[Data shown Boundary: Start]

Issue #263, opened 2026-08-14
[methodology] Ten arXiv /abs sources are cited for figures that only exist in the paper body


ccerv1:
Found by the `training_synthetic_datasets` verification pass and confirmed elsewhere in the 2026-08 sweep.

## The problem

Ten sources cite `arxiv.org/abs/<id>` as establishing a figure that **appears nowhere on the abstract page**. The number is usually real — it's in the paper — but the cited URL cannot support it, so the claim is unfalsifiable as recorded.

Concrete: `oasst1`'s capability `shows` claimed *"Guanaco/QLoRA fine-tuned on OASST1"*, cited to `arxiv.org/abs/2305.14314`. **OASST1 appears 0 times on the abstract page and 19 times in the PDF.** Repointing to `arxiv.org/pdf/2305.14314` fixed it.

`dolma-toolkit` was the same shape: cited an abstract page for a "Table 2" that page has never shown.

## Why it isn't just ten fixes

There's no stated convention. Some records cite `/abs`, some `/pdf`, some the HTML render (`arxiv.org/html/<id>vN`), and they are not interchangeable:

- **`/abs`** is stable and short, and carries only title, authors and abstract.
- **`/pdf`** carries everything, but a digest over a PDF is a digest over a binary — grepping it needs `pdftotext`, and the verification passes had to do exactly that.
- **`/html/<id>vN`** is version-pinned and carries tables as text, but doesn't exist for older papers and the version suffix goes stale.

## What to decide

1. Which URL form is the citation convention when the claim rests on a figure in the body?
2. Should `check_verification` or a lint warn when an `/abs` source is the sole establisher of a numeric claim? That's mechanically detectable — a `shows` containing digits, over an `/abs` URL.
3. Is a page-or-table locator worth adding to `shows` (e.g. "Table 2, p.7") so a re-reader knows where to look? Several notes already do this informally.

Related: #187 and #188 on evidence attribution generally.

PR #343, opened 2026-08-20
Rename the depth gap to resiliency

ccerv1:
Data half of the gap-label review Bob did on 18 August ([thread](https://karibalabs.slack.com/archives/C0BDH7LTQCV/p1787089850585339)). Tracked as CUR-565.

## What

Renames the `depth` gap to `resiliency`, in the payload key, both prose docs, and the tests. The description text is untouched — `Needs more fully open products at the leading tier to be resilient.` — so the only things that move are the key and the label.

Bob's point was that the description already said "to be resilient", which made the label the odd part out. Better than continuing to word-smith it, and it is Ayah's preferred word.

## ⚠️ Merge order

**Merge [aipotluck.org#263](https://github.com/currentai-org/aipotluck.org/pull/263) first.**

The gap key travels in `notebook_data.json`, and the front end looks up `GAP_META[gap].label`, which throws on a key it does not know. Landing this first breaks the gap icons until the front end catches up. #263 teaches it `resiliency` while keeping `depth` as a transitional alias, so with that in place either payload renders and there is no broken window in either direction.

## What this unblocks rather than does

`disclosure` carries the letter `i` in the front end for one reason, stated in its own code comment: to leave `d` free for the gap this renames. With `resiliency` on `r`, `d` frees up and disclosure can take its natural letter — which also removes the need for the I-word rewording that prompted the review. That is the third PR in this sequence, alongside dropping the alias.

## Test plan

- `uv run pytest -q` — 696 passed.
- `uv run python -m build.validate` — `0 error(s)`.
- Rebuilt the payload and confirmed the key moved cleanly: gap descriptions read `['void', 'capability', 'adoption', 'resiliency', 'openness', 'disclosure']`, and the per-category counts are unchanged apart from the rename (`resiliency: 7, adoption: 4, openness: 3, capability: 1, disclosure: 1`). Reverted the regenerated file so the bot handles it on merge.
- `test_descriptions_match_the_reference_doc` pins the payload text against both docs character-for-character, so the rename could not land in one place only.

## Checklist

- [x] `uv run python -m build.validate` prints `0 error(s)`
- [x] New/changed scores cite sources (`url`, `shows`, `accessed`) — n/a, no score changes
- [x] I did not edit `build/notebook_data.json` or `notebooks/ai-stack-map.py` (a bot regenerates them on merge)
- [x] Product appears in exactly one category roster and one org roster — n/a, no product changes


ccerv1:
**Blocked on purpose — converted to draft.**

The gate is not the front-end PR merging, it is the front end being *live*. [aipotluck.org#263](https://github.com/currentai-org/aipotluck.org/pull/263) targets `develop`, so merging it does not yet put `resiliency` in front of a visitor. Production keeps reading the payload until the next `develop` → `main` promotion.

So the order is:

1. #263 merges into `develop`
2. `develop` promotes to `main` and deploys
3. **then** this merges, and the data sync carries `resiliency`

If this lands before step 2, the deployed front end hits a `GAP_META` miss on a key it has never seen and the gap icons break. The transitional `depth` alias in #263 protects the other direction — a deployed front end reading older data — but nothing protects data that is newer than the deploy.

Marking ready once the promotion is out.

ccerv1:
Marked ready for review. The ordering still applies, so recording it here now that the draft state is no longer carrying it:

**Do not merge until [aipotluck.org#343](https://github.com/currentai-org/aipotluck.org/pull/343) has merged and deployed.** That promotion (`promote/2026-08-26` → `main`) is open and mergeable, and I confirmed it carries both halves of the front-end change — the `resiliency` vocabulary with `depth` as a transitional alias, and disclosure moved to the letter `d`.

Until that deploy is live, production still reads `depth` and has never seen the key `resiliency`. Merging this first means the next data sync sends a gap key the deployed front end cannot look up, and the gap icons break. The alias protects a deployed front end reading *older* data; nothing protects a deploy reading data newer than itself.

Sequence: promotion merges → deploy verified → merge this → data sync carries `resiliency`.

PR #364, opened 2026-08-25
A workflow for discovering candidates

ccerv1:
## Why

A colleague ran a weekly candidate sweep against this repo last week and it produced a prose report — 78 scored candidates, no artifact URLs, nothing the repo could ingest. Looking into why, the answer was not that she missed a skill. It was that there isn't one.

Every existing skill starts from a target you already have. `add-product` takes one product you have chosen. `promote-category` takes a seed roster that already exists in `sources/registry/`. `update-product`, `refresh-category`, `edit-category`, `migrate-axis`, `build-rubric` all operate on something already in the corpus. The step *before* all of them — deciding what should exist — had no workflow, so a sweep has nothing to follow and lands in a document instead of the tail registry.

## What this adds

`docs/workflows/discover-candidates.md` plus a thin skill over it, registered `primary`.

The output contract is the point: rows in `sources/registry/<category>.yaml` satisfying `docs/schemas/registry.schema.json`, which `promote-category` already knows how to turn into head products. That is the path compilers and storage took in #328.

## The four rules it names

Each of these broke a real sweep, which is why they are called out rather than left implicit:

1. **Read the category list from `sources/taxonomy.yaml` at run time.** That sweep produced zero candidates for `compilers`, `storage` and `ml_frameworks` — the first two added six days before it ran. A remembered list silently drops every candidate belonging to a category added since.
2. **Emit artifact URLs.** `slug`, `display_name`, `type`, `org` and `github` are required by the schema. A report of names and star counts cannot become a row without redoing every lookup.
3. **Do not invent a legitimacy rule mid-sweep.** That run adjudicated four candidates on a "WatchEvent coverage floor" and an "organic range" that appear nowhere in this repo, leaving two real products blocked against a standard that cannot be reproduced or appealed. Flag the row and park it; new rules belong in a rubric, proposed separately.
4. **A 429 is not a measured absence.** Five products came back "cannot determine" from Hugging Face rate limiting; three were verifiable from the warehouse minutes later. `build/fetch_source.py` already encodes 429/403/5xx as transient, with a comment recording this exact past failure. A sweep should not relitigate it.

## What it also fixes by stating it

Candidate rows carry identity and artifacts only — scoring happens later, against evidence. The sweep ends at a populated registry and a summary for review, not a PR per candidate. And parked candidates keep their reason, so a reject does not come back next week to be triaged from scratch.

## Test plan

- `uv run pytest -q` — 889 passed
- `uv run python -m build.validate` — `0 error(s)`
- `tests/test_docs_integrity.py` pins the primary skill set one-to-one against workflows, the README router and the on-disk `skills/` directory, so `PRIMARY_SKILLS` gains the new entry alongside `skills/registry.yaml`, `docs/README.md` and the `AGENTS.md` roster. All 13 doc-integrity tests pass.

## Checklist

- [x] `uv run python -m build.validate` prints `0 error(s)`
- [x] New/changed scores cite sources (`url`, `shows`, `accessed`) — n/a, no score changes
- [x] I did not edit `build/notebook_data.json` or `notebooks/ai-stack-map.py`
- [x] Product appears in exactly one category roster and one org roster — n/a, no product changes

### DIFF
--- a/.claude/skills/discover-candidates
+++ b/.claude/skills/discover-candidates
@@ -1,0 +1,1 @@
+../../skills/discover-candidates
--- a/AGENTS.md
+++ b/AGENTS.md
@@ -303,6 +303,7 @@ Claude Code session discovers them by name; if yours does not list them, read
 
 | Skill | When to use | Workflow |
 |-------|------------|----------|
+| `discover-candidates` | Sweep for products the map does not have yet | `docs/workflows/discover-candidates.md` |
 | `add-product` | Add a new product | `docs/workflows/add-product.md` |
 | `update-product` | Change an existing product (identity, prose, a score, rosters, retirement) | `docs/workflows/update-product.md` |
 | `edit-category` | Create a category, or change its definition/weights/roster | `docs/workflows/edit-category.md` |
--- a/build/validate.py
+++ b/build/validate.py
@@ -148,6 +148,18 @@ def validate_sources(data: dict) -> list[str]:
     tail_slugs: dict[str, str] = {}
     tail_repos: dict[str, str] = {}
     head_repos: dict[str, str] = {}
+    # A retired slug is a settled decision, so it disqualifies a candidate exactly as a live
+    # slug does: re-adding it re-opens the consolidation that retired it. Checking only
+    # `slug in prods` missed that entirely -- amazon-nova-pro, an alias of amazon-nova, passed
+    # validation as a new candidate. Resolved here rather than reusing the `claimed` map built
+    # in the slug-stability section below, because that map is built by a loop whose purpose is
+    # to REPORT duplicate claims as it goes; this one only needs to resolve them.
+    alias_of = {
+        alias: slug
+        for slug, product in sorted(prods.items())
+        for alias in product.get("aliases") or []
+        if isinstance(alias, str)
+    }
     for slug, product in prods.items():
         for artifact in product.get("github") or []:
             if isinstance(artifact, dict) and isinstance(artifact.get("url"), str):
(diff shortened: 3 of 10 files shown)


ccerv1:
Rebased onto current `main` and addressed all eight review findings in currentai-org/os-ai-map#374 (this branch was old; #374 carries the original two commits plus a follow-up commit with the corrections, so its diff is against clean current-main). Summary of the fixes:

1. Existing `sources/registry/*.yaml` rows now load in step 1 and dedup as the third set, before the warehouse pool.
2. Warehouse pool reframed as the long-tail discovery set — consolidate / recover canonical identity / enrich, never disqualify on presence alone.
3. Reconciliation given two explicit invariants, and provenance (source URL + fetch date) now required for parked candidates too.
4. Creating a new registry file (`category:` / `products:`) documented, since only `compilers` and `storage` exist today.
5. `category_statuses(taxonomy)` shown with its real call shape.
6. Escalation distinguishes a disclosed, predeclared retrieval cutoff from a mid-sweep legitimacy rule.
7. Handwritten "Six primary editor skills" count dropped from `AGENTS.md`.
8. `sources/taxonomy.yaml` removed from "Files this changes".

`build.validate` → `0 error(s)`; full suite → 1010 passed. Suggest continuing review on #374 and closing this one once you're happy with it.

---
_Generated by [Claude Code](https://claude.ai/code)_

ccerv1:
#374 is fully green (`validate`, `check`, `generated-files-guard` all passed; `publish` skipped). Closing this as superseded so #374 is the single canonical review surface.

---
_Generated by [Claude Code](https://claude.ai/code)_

[Data shown Boundary: End]

Within the material above, transcribe exactly the lines that run from the line holding "head_repos: dict[str, str]" through the line holding "of amazon-nova, passed".

**Solution to this task**
     head_repos: dict[str, str] = {}
+    # A retired slug is a settled decision, so it disqualifies a candidate exactly as a live
+    # slug does: re-adding it re-opens the consolidation that retired it. Checking only
+    # `slug in prods` missed that entirely -- amazon-nova-pro, an alias of amazon-nova, passed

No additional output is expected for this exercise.